The famous 'first fish'.
I first visited the Bay of Islands in 1977 on the way back home to the UK after having spent in two years in Papua New Guinea where I first got bitten by the gamefish bug. I had a copy of Goadby's 'Big Fish and Blue Water' which I had read a squillion times. It was my bible and I taught myself what little I knew from it. Going to the Bay was like a Muslim going to Mecca. I arrived in July and was a little nasally dislocated to find out that there were no marlin within a 1000 miles of Russell in July - I thought you tripped over them going to the dairy all year round. No matter, I chartered a boat for a day and went livebaiting for something called a kingfish, listened to a rugby test on the radio (which I thought was a very bizarre thing to do) and caught nothing. I came back and spent a couple of hours in the Swordy Clubrooms in Russell (don't think there were Paihia ones then) absolutely gobsmacked at what I was in the middle of. One day, one day I would be back standing by a blackboard with the light blue surround, a smile as wide as a mile on my face with a dead marlin at my side.

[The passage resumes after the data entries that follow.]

PR #101, opened 2021-11-18
CLDC-681-armed-forces: Change armed forces question

kosiakkatrina:
Merged armed forces and armed forces question into one as per reviewed household needs section flow.
Save armed forces answer as enums.


baarkerlounger (approved):
:tada:

PR #102, opened 2021-11-18
CLDC-696: Fix heading sizes

kosiakkatrina:
Update the headings. Set top level headings from `xl` to `l` and use descending sizes for subheadings:

image

image

image

image

image


baarkerlounger:
This is such a nice PR to review

app/views/case_logs/_tasklist.html.erb
```diff
@@ -1,7 +1,7 @@
 <ol class="app-task-list app-task-list--no-numbers">
   <% @form.all_sections.map do |section_key, section_value| %>
     <li>
-      <h2 class="app-task-list__section">
+      <h2 class="app-task-list__section govuk-heading-m">
```
paulrobertlloyd: I’m not sure this is needed here, as `app-task-list__section` should set the correct size.

app/javascript/styles/_task-list.scss
```diff
@@ -13,7 +13,6 @@
 
 .app-task-list__section {
   display: table;
-  @include govuk-font($size:24, $weight: bold);
```
paulrobertlloyd: Oh, I see. I think we can leave this, at least for now, as the task list section heading sizes shouldn’t need to change.

app/views/case_logs/edit.html.erb
```diff
@@ -1,10 +1,10 @@
 <%= turbo_frame_tag "case_log_form", target: "_top" do %>
   <div class="govuk-grid-row">
     <div class="govuk-grid-column-two-thirds-from-desktop">
-      <h1 class="govuk-heading-xl">Tasklist for log
+      <h1 class="govuk-heading-l">Tasklist for log
         <%= @case_log.id %></h1>
 
-      <h2 class="govuk-heading-s govuk-!-margin-bottom-2">This submission is
+      <h2 class="govuk-heading-m govuk-!-margin-bottom-2">This submission is
```
paulrobertlloyd: I’m going to be horribly inconsistent here and say that in this particular case, the heading should maintain the small size. Semantically it is a second level heading, but should be slightly deemphasised from the section headings used in the task list below.

paulrobertlloyd (changes requested):
This is brilliant! Just a few small nits.

Will there be a second PR for adding captions to headings showing the section a question is in?

kosiakkatrina:
> This is brilliant! Just a few small nits.
> 
> Will there be a second PR for adding captions to headings showing the section a question is in?

Ooh, maybe I misunderstood. So should it be:
Section heading (stays the same for all the questions in the section, for example `housing needs`) -> `l`
Page heading (if exists) -> `m`
Question label (if there is page heading) -> `s`
Question label (if there is no page heading) -> `m`
?

app/javascript/styles/_task-list.scss
kosiakkatrina: I think that the size gets set by adding `govuk-heading-m` to the element, so this `@include` is redundant. Did you mean that we should bring it back or is it ok as is?

paulrobertlloyd:
@kosiakkatrina So the heading sizes for question pages are now correct. What’s missing is the corresponding captions, the grey text that appears above the heading:

Screenshot 2021-11-18 at 17 12 23

Both the caption and the heading should use the `l` size.

app/javascript/styles/_task-list.scss
paulrobertlloyd: Yup, I would revert this change

app/views/case_logs/_tasklist.html.erb
paulrobertlloyd: …and revert this change too.

kosiakkatrina: I'm happy to change it, but it sorta make it inconsistent the way we set heading styles, as `app-task-list__section` is something we've defined

kosiakkatrina:
@paulrobertlloyd 
Added captions now, looks like this:
image

app/views/case_logs/_tasklist.html.erb
paulrobertlloyd: There’s not a GDS component for the task list yet (frustratingly), but they do provide the code for it via the prototype kit and it [uses this pattern for headings](https://govuk-prototype-kit.herokuapp.com/docs/templates/task-list). When/if it becomes a component, it would likely be designed very similarly.

kosiakkatrina: Ah I see, okay! I'll revert it then!

kosiakkatrina:
@paulrobertlloyd I reverted the change from the last comment, is this okay to deploy or is there anything else I should fix up?

app/views/form/page.html.erb
```diff
@@ -6,15 +6,18 @@
   <div class="govuk-grid-row">
     <div class="govuk-grid-column-two-thirds-from-desktop">
       <% if page_info["header"].present? %>
-        <h1 class="govuk-heading-xl">
+        <h1 class="govuk-caption-l">
+          <%= subsection %>
+        </h1>
+        <h1 class="govuk-heading-l">
```
paulrobertlloyd: The caption should be in a `span`:

```suggestion
        <h1 class="govuk-heading-l">
          <span class="govuk-caption-l">
            <%= subsection %>
          </span>
```

kosiakkatrina: done!

paulrobertlloyd (approved):
Thanks @kosiakkatrina!

PR #103, opened 2021-11-18
Add section dependencies

baarkerlounger:
so that you can mark that a section "Cannot be started" until it's dependencies have been met.

image


MatthewPhelanMadeTech:
I'm happy to approve this as the functionality seems to work well, I am however getting some failing tests around 'supcharg' and 'Capybara::ElementNotFound:Unable to find field "case-log-earnings-field" that is not disabled' (for example)

MatthewPhelanMadeTech (approved):

PR #104, opened 2021-11-19
CLDC-724: Admin Panel requires authentication

baarkerlounger:
- [x] ActiveAdmin requires authentication to access
- [x] Admin Users can be created or removed using ActiveAdmin UI

image
image
image


dushan-madetech (approved):
Excellent stuff, 🚢 it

Fast forward twenty two years. I was determined to do this by myself. I was going to catch a marlin from my boat, by my native cunning (or lack thereof). I'm into my fourth season of trying and nix. I'm trolling off Red Head and we get a strike (had those before) but after a short while it is obvious that I have actually hooked a marlin. Now this is the real deal, it is jumping and tail walking and it is seemingly well attached to my line. Where is Tudor Collins when you need him? We fight it from a book and after about 50 minutes we have it at the side of the boat. It is quite quiet but no where near in the terminal stages of anything and I have the flying gaff ready. I am about to pull a marlin into my boat and the light blue edged blackboard of my youth is only forty minutes away. Couldn't do it. Couldn't see the point - then or now. I realised at that moment in time why I wanted to catch a marlin and it had all already happened. I told Paul to put the gaff away, reached over the side, grabbed the bill without gloves (told you it was the first one), took the hook out and felt the feeling I still feel as it swam away.
Perhaps this may explain a bit why I am so against what appears to be happening around our coast at the moment. It just does not fit, in any way shape or form, into the big picture of why I go game fishing. I try and see things from the perspective of the 'kill and grill' brigade, but I can't. That doesn't mean they are wrong, of course, - I just can't see it. I can't even see the 'first fish' thing.